### EXERCISE PROMPT:
Only the count is needed. Count the lines below with the word "logger" in them.

### MATERIAL PROVIDED:
PR #3767, opened 2024-03-15
Dc 175 add upsert athena methods

LavMatt:
This PR adds two new upsert methods to the python datahub client to ingest metadata (in an expected format) as Athena databases and tables. 

Is part of the worked needed for https://github.com/ministryofjustice/find-moj-data/issues/175

### This PR adds
- `upsert_athena_database` and `upsert_athena_table` methods to `DataHubCatalogueClient` - to register/update databases or tables in datahub. These methods do not create a domain if it does not exist as we want doains to be a controlled entity.
- `DatabaseMetadata` class to `entities.py` - for defining metadata for an  athena database 
- `DatabaseStatus` enum to `entities.py`
- 2 custom exceptions in `datahub_client.py` for invalid domains and missing metadata.
- `parent_database_name`, `domain`, `row_count` optional properties to`entities.TableMetadata` class.

### What the PR doesn't do
This PR does not go as far as it potentially could go in the space of entities (as we have defined them).

I think there is some wider thought needed around what properties our metadata entities contain in light of our current focus and with what we know now. I'd suggest this could form another ticket as a task of itself and should be informed by discussion and agreement within the group after reflection on the initial user research results. 

Because of my thinking here i have not overhauled the metadata entity classes as much as i could've done

### DIFF
--- a/python-libraries/data-platform-catalogue/data_platform_catalogue/client/datahub/datahub_client.py
+++ b/python-libraries/data-platform-catalogue/data_platform_catalogue/client/datahub/datahub_client.py
@@ -201,29 +201,17 @@ class DataHubCatalogueClient(BaseCatalogueClient):
                 f"{domain} does not exist in datahub - please align data to an existing domain"
             )
 
-        subdomain_urn = None
-        if metadata.subdomain:
-            subdomain = metadata_dict.pop("subdomain")
-            subdomain_urn = self.graph.get_domain_urn_by_name(domain_name=subdomain)
+        database_domain = DomainsClass(domains=[domain_urn])
 
-            if subdomain_urn is None:
-                logger.info(f"creating new subdomain {domain} for {name}")
-                domain_urn = self.create_domain(
-                    domain=subdomain, parentDomain=domain_urn
-                )
-
-        database_domain = DomainsClass(
-            domains=[subdomain_urn if subdomain_urn else domain_urn]
-        )
-
-        metadata_event = MetadataChangeProposalWrapper(
-            entityType="container",
-            changeType=ChangeTypeClass.UPSERT,
-            entityUrn=database_urn,
-            aspect=database_domain,
-        )
-        self.graph.emit(metadata_event)
-        logger.info(f"Database {name} associated with domain {domain}")
+        if domain_urn is not None:
+            metadata_event = MetadataChangeProposalWrapper(
+                entityType="container",
+                changeType=ChangeTypeClass.UPSERT,
+                entityUrn=database_urn,
+                aspect=database_domain,
+            )
+            self.graph.emit(metadata_event)
+            logger.info(f"Database {name} associated with domain {domain}")
 
         database_properties = ContainerPropertiesClass(
             customProperties={key: str(val) for key, val in metadata_dict.items()},
@@ -664,3 +652,6 @@ class DataHubCatalogueClient(BaseCatalogueClient):
             )
         except GraphError as e:
             raise Exception("Unable to execute getDataset query") from e
+
+    def _does_domain_exist(domain_name: str) -> bool:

### COMPLETED TASK:
3